'''
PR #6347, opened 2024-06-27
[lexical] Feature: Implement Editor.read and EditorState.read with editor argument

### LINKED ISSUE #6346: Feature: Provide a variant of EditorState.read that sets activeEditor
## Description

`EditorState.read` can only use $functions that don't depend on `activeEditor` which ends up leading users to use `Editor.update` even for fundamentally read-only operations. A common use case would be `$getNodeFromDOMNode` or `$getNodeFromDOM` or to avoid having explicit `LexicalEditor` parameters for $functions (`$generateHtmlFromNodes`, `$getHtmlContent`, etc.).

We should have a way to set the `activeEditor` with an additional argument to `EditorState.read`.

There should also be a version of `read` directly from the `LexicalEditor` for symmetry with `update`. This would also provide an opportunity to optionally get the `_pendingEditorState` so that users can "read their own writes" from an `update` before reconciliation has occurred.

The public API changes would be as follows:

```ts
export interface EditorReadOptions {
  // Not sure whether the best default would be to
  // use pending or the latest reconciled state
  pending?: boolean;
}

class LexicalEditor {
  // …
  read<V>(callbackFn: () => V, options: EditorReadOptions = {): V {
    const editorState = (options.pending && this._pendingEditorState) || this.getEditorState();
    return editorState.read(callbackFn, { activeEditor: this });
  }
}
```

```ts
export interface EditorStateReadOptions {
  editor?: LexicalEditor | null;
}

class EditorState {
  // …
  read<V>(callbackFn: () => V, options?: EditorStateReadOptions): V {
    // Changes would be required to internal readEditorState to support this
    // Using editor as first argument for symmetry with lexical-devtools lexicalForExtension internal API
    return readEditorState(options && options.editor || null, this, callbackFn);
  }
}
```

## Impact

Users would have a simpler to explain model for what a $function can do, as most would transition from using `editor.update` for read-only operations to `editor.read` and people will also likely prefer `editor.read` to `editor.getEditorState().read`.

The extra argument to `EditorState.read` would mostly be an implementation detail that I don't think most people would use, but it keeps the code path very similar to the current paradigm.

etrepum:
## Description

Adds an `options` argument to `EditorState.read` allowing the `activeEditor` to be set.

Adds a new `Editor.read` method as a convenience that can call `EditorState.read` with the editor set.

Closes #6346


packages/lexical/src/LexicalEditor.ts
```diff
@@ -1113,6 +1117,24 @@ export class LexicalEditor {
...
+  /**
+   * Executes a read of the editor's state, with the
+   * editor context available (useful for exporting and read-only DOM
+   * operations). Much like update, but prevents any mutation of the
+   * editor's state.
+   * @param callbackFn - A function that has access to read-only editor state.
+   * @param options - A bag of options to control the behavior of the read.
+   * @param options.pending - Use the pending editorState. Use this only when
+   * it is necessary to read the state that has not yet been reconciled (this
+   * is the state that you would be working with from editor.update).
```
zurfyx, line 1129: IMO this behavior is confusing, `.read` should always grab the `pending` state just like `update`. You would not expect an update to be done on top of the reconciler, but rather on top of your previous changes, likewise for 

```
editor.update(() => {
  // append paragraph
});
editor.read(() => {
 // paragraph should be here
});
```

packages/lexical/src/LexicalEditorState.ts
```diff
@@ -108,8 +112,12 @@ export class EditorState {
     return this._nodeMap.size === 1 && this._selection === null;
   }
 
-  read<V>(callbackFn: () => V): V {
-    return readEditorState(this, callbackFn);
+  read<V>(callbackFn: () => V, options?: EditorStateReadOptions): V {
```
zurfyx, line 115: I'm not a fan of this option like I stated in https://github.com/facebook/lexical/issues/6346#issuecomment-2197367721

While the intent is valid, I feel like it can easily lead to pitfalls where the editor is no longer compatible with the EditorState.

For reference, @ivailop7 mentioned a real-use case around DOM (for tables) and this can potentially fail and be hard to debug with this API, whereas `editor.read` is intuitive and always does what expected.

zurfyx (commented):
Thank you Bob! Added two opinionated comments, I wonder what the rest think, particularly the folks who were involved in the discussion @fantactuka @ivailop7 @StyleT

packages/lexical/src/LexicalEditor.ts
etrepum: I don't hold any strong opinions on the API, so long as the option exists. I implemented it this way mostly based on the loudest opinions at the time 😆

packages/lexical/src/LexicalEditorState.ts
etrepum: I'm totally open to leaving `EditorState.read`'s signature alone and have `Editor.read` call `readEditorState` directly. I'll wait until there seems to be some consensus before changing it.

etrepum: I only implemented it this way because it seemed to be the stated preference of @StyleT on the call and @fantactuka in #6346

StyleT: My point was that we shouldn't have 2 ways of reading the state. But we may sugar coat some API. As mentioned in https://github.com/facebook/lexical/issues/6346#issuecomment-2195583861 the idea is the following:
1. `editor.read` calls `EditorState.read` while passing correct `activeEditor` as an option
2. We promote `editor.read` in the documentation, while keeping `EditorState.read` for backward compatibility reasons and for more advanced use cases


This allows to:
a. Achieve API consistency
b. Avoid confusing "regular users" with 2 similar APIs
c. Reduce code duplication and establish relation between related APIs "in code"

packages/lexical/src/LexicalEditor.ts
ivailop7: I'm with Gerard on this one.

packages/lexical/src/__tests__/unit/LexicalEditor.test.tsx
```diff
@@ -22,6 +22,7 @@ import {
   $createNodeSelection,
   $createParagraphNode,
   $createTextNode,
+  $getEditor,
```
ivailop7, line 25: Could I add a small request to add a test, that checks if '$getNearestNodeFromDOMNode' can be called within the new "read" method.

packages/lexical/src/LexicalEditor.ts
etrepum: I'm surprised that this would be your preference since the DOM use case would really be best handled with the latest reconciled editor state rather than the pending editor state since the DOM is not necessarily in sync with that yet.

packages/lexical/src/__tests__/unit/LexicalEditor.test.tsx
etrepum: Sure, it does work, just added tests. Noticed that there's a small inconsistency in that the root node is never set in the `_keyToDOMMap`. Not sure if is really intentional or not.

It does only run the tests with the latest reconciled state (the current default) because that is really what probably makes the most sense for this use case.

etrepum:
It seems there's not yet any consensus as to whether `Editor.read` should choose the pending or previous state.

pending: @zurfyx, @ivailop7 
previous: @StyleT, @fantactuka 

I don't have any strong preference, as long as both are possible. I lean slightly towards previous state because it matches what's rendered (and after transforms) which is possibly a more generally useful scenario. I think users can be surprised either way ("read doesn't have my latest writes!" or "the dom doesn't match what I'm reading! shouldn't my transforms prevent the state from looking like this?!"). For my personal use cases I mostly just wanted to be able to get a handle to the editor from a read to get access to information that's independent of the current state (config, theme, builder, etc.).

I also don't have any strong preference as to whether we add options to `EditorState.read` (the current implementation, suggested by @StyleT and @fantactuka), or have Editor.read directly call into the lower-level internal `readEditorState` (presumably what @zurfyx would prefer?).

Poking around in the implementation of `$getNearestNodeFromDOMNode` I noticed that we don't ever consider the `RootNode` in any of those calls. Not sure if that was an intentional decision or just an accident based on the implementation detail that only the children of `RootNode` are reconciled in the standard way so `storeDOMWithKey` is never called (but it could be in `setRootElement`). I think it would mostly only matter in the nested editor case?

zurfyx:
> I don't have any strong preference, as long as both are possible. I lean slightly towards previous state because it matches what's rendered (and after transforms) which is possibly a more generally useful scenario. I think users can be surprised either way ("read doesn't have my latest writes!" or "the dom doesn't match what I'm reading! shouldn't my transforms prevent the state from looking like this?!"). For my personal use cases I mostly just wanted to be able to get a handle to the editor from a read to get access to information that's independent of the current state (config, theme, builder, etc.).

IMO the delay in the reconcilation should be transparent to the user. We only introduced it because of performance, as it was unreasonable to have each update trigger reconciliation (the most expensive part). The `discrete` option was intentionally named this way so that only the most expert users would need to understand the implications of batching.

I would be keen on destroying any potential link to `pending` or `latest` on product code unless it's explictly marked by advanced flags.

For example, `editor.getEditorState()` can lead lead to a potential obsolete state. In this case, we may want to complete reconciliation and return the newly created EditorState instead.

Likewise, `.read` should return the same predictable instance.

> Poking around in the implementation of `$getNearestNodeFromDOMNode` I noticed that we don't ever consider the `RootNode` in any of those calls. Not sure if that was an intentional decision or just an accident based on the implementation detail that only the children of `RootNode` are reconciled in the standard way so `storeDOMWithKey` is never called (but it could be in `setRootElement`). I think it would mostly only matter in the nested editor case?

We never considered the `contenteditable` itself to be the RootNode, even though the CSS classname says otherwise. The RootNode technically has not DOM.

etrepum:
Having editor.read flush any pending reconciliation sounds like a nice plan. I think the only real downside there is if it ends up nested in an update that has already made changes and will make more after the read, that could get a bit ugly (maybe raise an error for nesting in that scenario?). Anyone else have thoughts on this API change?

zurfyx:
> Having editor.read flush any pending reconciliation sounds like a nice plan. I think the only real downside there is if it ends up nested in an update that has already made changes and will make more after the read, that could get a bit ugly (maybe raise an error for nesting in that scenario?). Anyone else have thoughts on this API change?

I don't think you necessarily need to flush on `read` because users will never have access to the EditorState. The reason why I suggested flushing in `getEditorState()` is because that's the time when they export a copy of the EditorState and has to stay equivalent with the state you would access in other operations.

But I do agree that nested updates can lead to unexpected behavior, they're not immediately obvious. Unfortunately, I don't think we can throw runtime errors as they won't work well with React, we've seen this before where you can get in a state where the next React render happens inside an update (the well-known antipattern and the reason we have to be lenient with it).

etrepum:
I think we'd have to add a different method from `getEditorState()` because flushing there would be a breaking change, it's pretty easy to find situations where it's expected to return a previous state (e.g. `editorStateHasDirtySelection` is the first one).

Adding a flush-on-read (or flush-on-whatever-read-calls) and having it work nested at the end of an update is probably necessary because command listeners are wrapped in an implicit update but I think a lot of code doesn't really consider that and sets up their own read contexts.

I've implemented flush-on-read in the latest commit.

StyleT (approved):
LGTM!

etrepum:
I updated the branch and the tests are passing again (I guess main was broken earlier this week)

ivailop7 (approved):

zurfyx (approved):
'''
TASK TO CARRY OUT —
Please give back exactly the lines of the listing above that run from the one containing "Thank you Bob!" through the one containing "as an option", and only those.

TASK RESPONSE —
Thank you Bob! Added two opinionated comments, I wonder what the rest think, particularly the folks who were involved in the discussion @fantactuka @ivailop7 @StyleT

packages/lexical/src/LexicalEditor.ts
etrepum: I don't hold any strong opinions on the API, so long as the option exists. I implemented it this way mostly based on the loudest opinions at the time 😆

packages/lexical/src/LexicalEditorState.ts
etrepum: I'm totally open to leaving `EditorState.read`'s signature alone and have `Editor.read` call `readEditorState` directly. I'll wait until there seems to be some consensus before changing it.

etrepum: I only implemented it this way because it seemed to be the stated preference of @StyleT on the call and @fantactuka in #6346

StyleT: My point was that we shouldn't have 2 ways of reading the state. But we may sugar coat some API. As mentioned in https://github.com/facebook/lexical/issues/6346#issuecomment-2195583861 the idea is the following:
1. `editor.read` calls `EditorState.read` while passing correct `activeEditor` as an option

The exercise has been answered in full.